Scan the entries below, and for each line that includes the word "rewards", make a copy.

[Collected data entries]
※ ※ ※

Issue #436, opened 2024-07-22
Initial rewards curve implementation


cam-schultz:
**Context and scope**
Implement a static, linear rewards curve as a starting point. This will be replaced by a more robust rewards curve later.

michaelkaplan13:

※ ※ ※

→ ANSWER BELOW:
Initial rewards curve implementation
Implement a static, linear rewards curve as a starting point. This will be replaced by a more robust rewards curve later.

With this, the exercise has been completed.